Dataset entries:
PR #643, opened 2024-04-20
fix(client/qbittorrent): missing message property in error.includes

ShanaryS:
This was called from a feature I'm testing

`2024-04-19 22:01:29 error: TypeError: e.includes is not a function`

This was caused when getting the downloadDir for all searchees without a .path. The error happens when the torrent is not in the client. It could also be that infoHash wasn't defined as I was checking for that.


zakkarry:
Did you see some error when this occurred that clued you in to this bugs existence?

Can you put the error in your PR body?

ShanaryS:
I was working on something else that called this code. The error was not handled so the error was only outputted to terminal.

mmgoodnow:
yes, would like to know more about root cause here.

PR #648, opened 2024-04-21
fix(client/qbittorrent): unhandled branch causing undefined property access

ShanaryS:
The problem stems from the fact that we are using infoHash in searchee. If the torrent in qbit is using infoHashv2, then it won't return any results.

Calling `isInfoHashInClient` was redundant as it was handled in `getTorrentConfiguration`. This reduces the api calls to qbit and handles the case of missing infoHash.


zakkarry (approved):
lgtm pending @mmgoodnow approval/merge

▸ **Task directions**:
Every line of the data above should be copied exactly.

▸ **Task output**:
PR #643, opened 2024-04-20
fix(client/qbittorrent): missing message property in error.includes

ShanaryS:
This was called from a feature I'm testing

`2024-04-19 22:01:29 error: TypeError: e.includes is not a function`

This was caused when getting the downloadDir for all searchees without a .path. The error happens when the torrent is not in the client. It could also be that infoHash wasn't defined as I was checking for that.


zakkarry:
Did you see some error when this occurred that clued you in to this bugs existence?

Can you put the error in your PR body?

ShanaryS:
I was working on something else that called this code. The error was not handled so the error was only outputted to terminal.

mmgoodnow:
yes, would like to know more about root cause here.

PR #648, opened 2024-04-21
fix(client/qbittorrent): unhandled branch causing undefined property access

ShanaryS:
The problem stems from the fact that we are using infoHash in searchee. If the torrent in qbit is using infoHashv2, then it won't return any results.

Calling `isInfoHashInClient` was redundant as it was handled in `getTorrentConfiguration`. This reduces the api calls to qbit and handles the case of missing infoHash.


zakkarry (approved):
lgtm pending @mmgoodnow approval/merge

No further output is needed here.